La Agència Catalana de l'Aigua mantiene la puerta abierta al proyecto de conexión del río Segre con las cuencas internas de Catalunya para trasvasar agua al área metropolitana en momentos puntuales de extrema sequía a largo plazo. Se planteó en 2008, en plena carestía de agua, y ayer salió de nuevo a colación en un debate en Barcelona. Hace dos años se propuso como alternativa al trasvase desde Isòvol hacia el sistema TerLlobregat por el túnel del Cadí, al que dio carpetazo el mismo presidente del Gobierno, José Luis Rodríguez Zapatero. Se trataba de derivar agua desdeTàrrega (concretamente de una gran balsa para el Segarra-Garrigues) hacia laAnoia, donde podía enlazar con el Llobregat.

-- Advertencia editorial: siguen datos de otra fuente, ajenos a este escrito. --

PR #632, opened 2022-05-16
#1805 Stock - Picking Types handled inconsistently

jrbirch99:
[IMP] udes_stock: Ensure that the prefixes of picking types are consistent with the UDES style and not Odoo's style.

The sequence_code field is not needed in UDES as it is used strictly in the Odoo style sequence (which we do not want). When updating picking_types, if there was sequence_code field in the values to update, Odoo was hardcoded to update the sequences on the picking types to the Odoo prefix style. This resulted in changes to prefixes when changing data on the picking type, such as updating the picking_type with data that set a sequence_code.

Additionally when the warehouse is created or updated with a new name or code, Odoo would update the picking type sequence prefixes.  _get_sequence_values() was were these new picking_type sequences prefixes were generated. This method has been overwritten to prevent this from happening.

Some unit tests were added to ensure that writing to a picking type or updating the warehouse name didn't result in a change to the picking type sequence prefix.

Story/1805

### DIFF
--- a/addons/udes_stock/models/stock_picking_type.py
+++ b/addons/udes_stock/models/stock_picking_type.py
@@ -1,5 +1,8 @@
-from odoo import fields, models
+import logging
 
+from odoo import fields, models, _, api
+
+_logger = logging.getLogger(__name__)
 
 TARGET_STORAGE_FORMAT_OPTIONS = [
     ("pallet_products", "Pallet of products"),
@@ -11,6 +14,9 @@ TARGET_STORAGE_FORMAT_OPTIONS = [
 
 class StockPickingType(models.Model):
     _inherit = "stock.picking.type"
+
+    # Overwrite sequence_code as it is only needed for old Odoo prefixes.
+    sequence_code = fields.Char("Sequence_code", required=False)
 
     u_user_scans = fields.Selection(
         [("pallet", "Pallets"), ("package", "Packages"), ("product", "Products")],
@@ -46,9 +52,8 @@ class StockPickingType(models.Model):
     # Enable multi users processing same picking simultaneously
     u_multi_users_enabled = fields.Boolean(
         string="Multi Users Enabled",
-        help="Flag to enable multi users processing same picking simultaneously. "
-             "On validate of picking will be confirmed only what is done by the specific user "
-             "unless all moves have been picked from other users on the validation time.",
+        help="Flag to enable multiple users to work on a picking simultaneously."
+        "On validation of a picking only the moves done by the specific user will be confirmed unless all moves have already been picked by other users",
         default=False,
     )
     u_enable_unpickable_items = fields.Boolean(
@@ -67,3 +72,33 @@ class StockPickingType(models.Model):
         """
         self.ensure_one()
         return self.u_multi_users_enabled
+
+    def write(self, vals):
+        """
+        Purpose: This will remove the sequence code from the list of values to be updated. This is to prevent the sequences
+        for each picking type from being updated with hardcoded values. sequence_code is only relevant to the old odoo prefixes
+        and not the UDES ones, hence a warning message is also displayed.
+        """
+        if "sequence_code" in vals:
+            _logger.warning(
+                _(
+                    "The 'sequence code' field, which has value: (%s), is no longer being used in UDES, this field has been removed from the values to update and will not be updated.",
+                    vals["sequence_code"],
+                )
+            )
+            del vals["sequence_code"]
+        return super(StockPickingType, self).write(vals)
+
+        
+    @api.model
+    def create(self, vals):
+        """
+        Purpose: If picking_type is to be full copy, then set the sequence_id on the record else set the sequence_code to the name 
+        """
+        Stockpickingtype = self.env["stock.picking.type"]
+        stock_picking_type_record = Stockpickingtype.search([("name","=",vals["name"])])
+        if len(stock_picking_type_record) != 0: 
+            vals["sequence_id"] = stock_picking_type_record[0].sequence_id.id
+        else:
+            vals["sequence_code"] = vals["name"]
+        return super(StockPickingType, self).create(vals)
--- a/addons/udes_stock/models/stock_picking_type.py
+++ b/addons/udes_stock/models/stock_picking_type.py
@@ -16,7 +16,7 @@ class StockPickingType(models.Model):
     _inherit = "stock.picking.type"
 
     # Overwrite sequence_code as it is only needed for old Odoo prefixes.
-    sequence_code = fields.Char("Sequence_code", required=False)
+    sequence_code = fields.Char(required=False)
 
     u_user_scans = fields.Selection(
         [("pallet", "Pallets"), ("package", "Packages"), ("product", "Products")],
@@ -93,7 +93,11 @@ class StockPickingType(models.Model):
     @api.model
     def create(self, vals):
         """
-        Purpose: If picking_type is to be full copy, then set the sequence_id on the record else set the sequence_code to the name 
+        Purpose: When copying the picking type, the sequence id is not copied. This can lead to issues when trying to create the picking type.
+        If the picking type is to be a direct copy then a search will be done for the original record and the sequence will be attached to the
+        new record. If it isn't going to be a direct copy i.e. have a different name, then the sequence code should be set. This can happen when
+        calling .copy(vals) on a record, where vals contains an updated name field. In this case the copied record will have the old Odoo style
+        prefix.  
         """
         Stockpickingtype = self.env["stock.picking.type"]
         stock_picking_type_record = Stockpickingtype.search([("name","=",vals["name"])])
--- a/addons/udes_stock/models/stock_warehouse.py
+++ b/addons/udes_stock/models/stock_warehouse.py
@@ -67,22 +67,17 @@ class StockWarehouse(models.Model):
             raise ValidationError(_("Cannot find picking types for warehouse %s.") % self.name)
 
         return picking_types
-    
+
     def _get_sequence_values(self):
         """
         Purpose: Overwrite the hardcoded sequence values. This will mean that when the warehouse is created the sequences for each picking type
         will not be created with the old Odoo prefix (The sequences should not be created at all). When the warehouse name is updated the
-        sequences for the picking types will not be updated with the old Odoo prefix. 
+        sequences for the picking types will not be updated with the old Odoo prefix.
         """
         return {
-            'in_type_id': {
-            },
-            'out_type_id': {
-            },
-            'pack_type_id': {
-            },
-            'pick_type_id': {
-            },
-            'int_type_id': {
-            },
+            "in_type_id": {},
+            "out_type_id": {},
+            "pack_type_id": {},
+            "pick_type_id": {},
+            "int_type_id": {},
         }
--- a/addons/udes_stock/models/stock_warehouse.py
+++ b/addons/udes_stock/models/stock_warehouse.py
@@ -67,3 +67,22 @@ class StockWarehouse(models.Model):
             raise ValidationError(_("Cannot find picking types for warehouse %s.") % self.name)
 
         return picking_types
+    
+    def _get_sequence_values(self):
+        """
+        Purpose: Overwrite the hardcoded sequence values. This will mean that when the warehouse is created the sequences for each picking type
+        will not be created with the old Odoo prefix (The sequences should not be created at all). When the warehouse name is updated the
+        sequences for the picking types will not be updated with the old Odoo prefix. 
+        """
+        return {
+            'in_type_id': {
+            },
+            'out_type_id': {
+            },
+            'pack_type_id': {
+            },
+            'pick_type_id': {
+            },
+            'int_type_id': {
+            },
+        }
--- a/addons/udes_stock/tests/test_stock_picking_type.py
+++ b/addons/udes_stock/tests/test_stock_picking_type.py
@@ -4,24 +4,27 @@ from . import common
 
 
 class TestStockPickingType(common.BaseUDES):
-    
     def test_writing_to_picking_type_does_reset_prefix_to_Odoo_style(self):
         Pickingtype = self.env["stock.picking.type"]
 
-        goods_out = Pickingtype.search([("name", "=", "Goods Out")])
+        goods_out = self.env.ref("stock.picking_type_out")
         goods_out_prefix = goods_out.sequence_id.prefix
         self.assertEqual(goods_out_prefix, "OUT")
 
         goods_out.write({"name": "Changed goods out", "sequence_code": "out"})
+
+        goods_out = self.env.ref("stock.picking_type_out")
         goods_out_prefix = goods_out.sequence_id.prefix
-        
+
         self.assertEqual(goods_out_prefix, "OUT")
 
         self.create_quant(self.apple.id, self.test_stock_location_01.id, 10)
         products_info = [{"product": self.apple, "uom_qty": 10}]
-        
         picking = self.create_picking(
-            picking_type=goods_out, products_info=products_info, confirm=True, location_dest_id=self.test_received_location_01.id,
+            picking_type=goods_out,
+            products_info=products_info,
+            confirm=True,
+            location_dest_id=self.test_received_location_01.id,
         )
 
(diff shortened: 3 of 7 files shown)


addons/udes_stock/models/stock_picking_type.py
```diff
@@ -12,6 +15,9 @@
 class StockPickingType(models.Model):
     _inherit = "stock.picking.type"
 
+    # Overwrite sequence_code as it is only needed for old odoo prefixes.
```
kdwyer, line 18: NIT: we should capitalise "Odoo" when it's being used as the name of the framework.

addons/udes_stock/models/stock_picking_type.py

El coordinador deÁreas de la Agència Catalana de l'Aigua (ACA), Gabriel Borràs, dijo ayer que el plan de gestión del agua de la Generalitat para el periodo 2009-2015 no prevé esta posibilidad, y tampoco es probable en el siguiente protocolo (2015-2027). Pero luego recordó que el plan de regadíos de la Generalitat proyecta invertir más de 2.000 millones de euros en modernizar regadíos, lo que motivará el ahorro de 146 a 225 hectómetros cúbicos en un año en las cuencas catalanas del Ebro.Y añadió, en declaraciones recogidas por Catalunya Ràdio, que "si tenemos claro que ahorrar agua en Catalunya resuelve que a partir de 2027, en determinados momentos puntuales de sequía, la región metropolitana pueda recibir como muestra de solidaridad un retorno de la solidaridad (de la inversión en regadíos) con agua, entonces Catalunya tiene suficiente agua". Fuentes de la ACA puntualizaron más tarde que los planes actuales garantizan la disponibilidad de agua en Catalunya hasta 2027 y que el debate de la conexión de cuencas dependerá de los gobiernos que estén por llegar. La reapertura de este debate coincide también con la defensa de la conexión que hicieron varios ingenieros industriales durante una charla el martes en el IEI. Por su parte, fuentes del Canal d'Urgell (que en su día aceptó el debate sobre las posibilidades de aportación de agua a Barcelona durante la sequía) indicaron que desde que ésta finalizó no se ha vuelto a poner el proyecto sobre la mesa. Joan Reñé, vocal de los municipios en el Canal d'Urgell, reiteró ayer que "no mercadeamos con el agua" y criticó que se desarrollen debates "simplistas. Hay que poner solución al desequilibrio actual y luego poner todas las cartas sobre la mesa". Además, Lleida "nunca aceptará ceder agua si no se garantiza primero su suministro".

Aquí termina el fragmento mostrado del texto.